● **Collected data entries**
*** Begin section ***

PR #191, opened 2022-04-26
HARMONY-1164: Fix inconsistent job status

chris-durbin:
## Jira Issue ID
HARMONY-1164

## Description
We've been seeing some inconsistent job status when several work items complete work for a job around the same time. Sometimes the progress percent would go down and in some instances the status would go back to running when the request should have been successful. When performing a workload run with just a single request going at a time with a random number of granules between 1 and 97 for a harmony-service-example request I would consistently see this error condition where all work items were successful, but the job was still in the running state. I'd usually see it within just a couple of requests from the start of running and never made it past 10 requests.

After this change to make sure the job is locked when updating the status after a work item completes I've been able to run a workload run in my own sandbox for hours without issue (more than 250 requests).

Note that on a couple of occasions I've seen a case where a work item stays in the running state and the job stays running. While that needs to be figured out and fixed there is a separate ticket for handling it. This ticket is just to make sure the job status is consistent with the work items.

## Local Test Steps
Testing locally is difficult because you'd need to have many granules processed in parallel. I would recommend deploying to a sandbox environment where we run 50 in parallel.

Run a workload run with just the harmony-service-example with a random number of granules:
`HTTP_PROXY=socks5h://localhost:8080 locust --tags random`

In the locust UI choose to run just 1 worker at a time (for maximum contention on work items updating for the same job and also so the run will stop as soon as one job is hung in the running state). Make sure that the requests continue to go through successfully, or if things do get stuck make sure that not all of the work items are in the successful state for that job.

## PR Acceptance Checklist
* [X] Acceptance criteria met
* ~[ ] Tests added/updated (if needed) and passing~
* ~[ ] Documentation updated (if needed) ~

### DIFF
--- a/app/models/job.ts
+++ b/app/models/job.ts
@@ -237,14 +237,27 @@ export class Job extends Record implements JobRecord {
 
   /**
   * Returns a Job with the given jobID using the given transaction
+  * Optionally locks the row.
   *
   * @param transaction - the transaction to use for querying
   * @param jobID - the jobID for the job that should be retrieved
   * @returns the Job with the given JobID or null if not found
   */
-  static async byJobID(transaction: Transaction, jobID: string): Promise<Job | null> {
-    const jobList = await this.queryAll(transaction, { where: { jobID } }, true, 0, 1);
-    return jobList.data.shift();
+  static async byJobID(
+    transaction: Transaction, jobID: string, getLinks = true, lock = false,
+  ): Promise<Job | null> {
+
+    let query = transaction('jobs').select().where({ jobID });
+    if (lock) {
+      query = query.forUpdate();
+    }
+
+    const result = await query;
+    const job = new Job(result[0]);
+    if (getLinks) {
+      job.links = (await getLinksForJob(transaction, job.jobID)).data;
+    }
+    return job;
   }
 
   /**
@@ -387,7 +400,7 @@ export class Job extends Record implements JobRecord {
 
   /**
    *  Checks the status of the job to see if the job is paused.
-   * 
+   *
    * @returns true if the `Job` is paused
    */
   isPaused(): boolean {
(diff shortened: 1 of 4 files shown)


app/models/job.ts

*** End section ***

● **DIRECTIONS FOR THIS TASK**
Every record shown above should be set down again exactly.

● **ANSWER FOR THE TASK**
PR #191, opened 2022-04-26
HARMONY-1164: Fix inconsistent job status

chris-durbin:
## Jira Issue ID
HARMONY-1164

## Description
We've been seeing some inconsistent job status when several work items complete work for a job around the same time. Sometimes the progress percent would go down and in some instances the status would go back to running when the request should have been successful. When performing a workload run with just a single request going at a time with a random number of granules between 1 and 97 for a harmony-service-example request I would consistently see this error condition where all work items were successful, but the job was still in the running state. I'd usually see it within just a couple of requests from the start of running and never made it past 10 requests.

After this change to make sure the job is locked when updating the status after a work item completes I've been able to run a workload run in my own sandbox for hours without issue (more than 250 requests).

Note that on a couple of occasions I've seen a case where a work item stays in the running state and the job stays running. While that needs to be figured out and fixed there is a separate ticket for handling it. This ticket is just to make sure the job status is consistent with the work items.

## Local Test Steps
Testing locally is difficult because you'd need to have many granules processed in parallel. I would recommend deploying to a sandbox environment where we run 50 in parallel.

Run a workload run with just the harmony-service-example with a random number of granules:
`HTTP_PROXY=socks5h://localhost:8080 locust --tags random`

In the locust UI choose to run just 1 worker at a time (for maximum contention on work items updating for the same job and also so the run will stop as soon as one job is hung in the running state). Make sure that the requests continue to go through successfully, or if things do get stuck make sure that not all of the work items are in the successful state for that job.

## PR Acceptance Checklist
* [X] Acceptance criteria met
* ~[ ] Tests added/updated (if needed) and passing~
* ~[ ] Documentation updated (if needed) ~

### DIFF
--- a/app/models/job.ts
+++ b/app/models/job.ts
@@ -237,14 +237,27 @@ export class Job extends Record implements JobRecord {
 
   /**
   * Returns a Job with the given jobID using the given transaction
+  * Optionally locks the row.
   *
   * @param transaction - the transaction to use for querying
   * @param jobID - the jobID for the job that should be retrieved
   * @returns the Job with the given JobID or null if not found
   */
-  static async byJobID(transaction: Transaction, jobID: string): Promise<Job | null> {
-    const jobList = await this.queryAll(transaction, { where: { jobID } }, true, 0, 1);
-    return jobList.data.shift();
+  static async byJobID(
+    transaction: Transaction, jobID: string, getLinks = true, lock = false,
+  ): Promise<Job | null> {
+
+    let query = transaction('jobs').select().where({ jobID });
+    if (lock) {
+      query = query.forUpdate();
+    }
+
+    const result = await query;
+    const job = new Job(result[0]);
+    if (getLinks) {
+      job.links = (await getLinksForJob(transaction, job.jobID)).data;
+    }
+    return job;
   }
 
   /**
@@ -387,7 +400,7 @@ export class Job extends Record implements JobRecord {
 
   /**
    *  Checks the status of the job to see if the job is paused.
-   * 
+   *
    * @returns true if the `Job` is paused
    */
   isPaused(): boolean {
(diff shortened: 1 of 4 files shown)


app/models/job.ts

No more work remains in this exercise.